-Su majestad, le voy a recetar estos somníferos para que duerma mejor. -Ya vale la broma, ¿no? -Su majestad, por favor, no me elefante la voz.
El miércoles por la noche, es decir, el día que vi a Su Majestad en este momento en particular, tuve la oportunidad de consultar con todos los que propuse que se sometieran a su Majestad como ministros.
Lo fascinante de los australianos es que tienen esta calidad que son impermeables a la majestad. No están asombrados.
En casi todas las entrevistas alguien pregunta qué se hizo para destacar. Ni siquiera puedo recordar la última mentira de eso. Cuando Hanson estaba en auge, dijimos que Hanson significa asesinato. El nombre no tiene una historia particular. Su Majestad Infernal era una banda completamente diferente. Creo que se deriva de alguna broma de muerte en el metal.
La palabra majestad ahora se cayó, pero, con el más profundo respeto y humildad, que se había tratado en la cuenta. ¿Qué podía hacer? Acepté el título, y desde ese momento yo era conocido como el Conde Pedro.

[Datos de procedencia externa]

PR #8157, opened 2021-07-12
[hostcfgd] [202012] Enhance hostcfgd to check feature state and run less system calls

shlomibitton:

#### Why I did it
Currently hostcfgd is implemented in a way each feature which is enabled/disabled triggering execution of systemctl enable/unmask commands which eventually trigger 'systemctl daemon-reload' command.
Each call like this cost 0.6s and overall add a overhead of ~12 seconds of CPU time.
This change will verify the desired state of a feature and the current state of this feature on systemd and trigger a system call only when must.

#### How I did it
Check each feature status on systemd before executing a system call to enable and reload the systemctl daemon.

#### How to verify it
Build an image with this change and observe less system calls are executed.

- [ ] 201811
- [ ] 201911
- [ ] 202006
- [x] 202012
- [ ] 202106

### DIFF
--- a/src/sonic-host-services/scripts/hostcfgd
+++ b/src/sonic-host-services/scripts/hostcfgd
@@ -457,6 +457,13 @@ class HostConfigDaemon:
     def enable_feature(self, feature_names, feature_suffixes):
         start_cmds = []
         for feature_name in feature_names:
+            # Check if it is already enabled, if yes skip the system call
+            cmd = "sudo systemctl status {}.{} | grep Loaded".format(feature_name, feature_suffixes[-1])
+            proc = subprocess.Popen(cmd, shell=True, stdout=subprocess.PIPE, stderr=subprocess.PIPE)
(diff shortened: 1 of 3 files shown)


shlomibitton:
@yxieca can you please check the warm_boot test failure? It does not seems to be related to this change.
I see in the test failure: "WARNING: No route found for IPv6 destination"

vaibhavhd:
> @yxieca can you please check the warm_boot test failure? It does not seems to be related to this change.
> I see in the test failure: "WARNING: No route found for IPv6 destination"

The real failure here is the exceeded downtime:
`downtime"FAILED:dut:Longest downtime period must be less then 200 seconds. It was 0:03:24.487656"`

The ` "WARNING: No route found for IPv6 destination"` is benign and appears on every run of this test.

I have triggered a re-run and this should likely pass.

lguohan (approved):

Tengo mis mejores ideas en una tormenta. Yo tengo el poder y la majestad de la naturaleza de mi lado.
Sólo la virtud tiene la majestad de la muerte.
Más de un pecado me ha mancillado cuerpo y alma porque no controlo mis pensamientos ni guardo mis labios; sin embargo, me dirijo a Ti, oh Dios de majestad y amor, porque Tú eres la fuente de misericordia, a Ti, tan pronto como se me permite, con rapidez, porque sólo Tú puedes curarme. Me refugio bajo Tu protección.
A dos hombres venero en este mundo: al labrador sufrido de mano callosa y nervuda, en la que permanecerá para siempre una majestad real e indeleble, puesto que en ella está el cetro de este mundo. Y a aquel que trabaja por las necesidades imprescindibles del espíritu; no por el pan cotidiano, sino por el pan de la verdadera vida.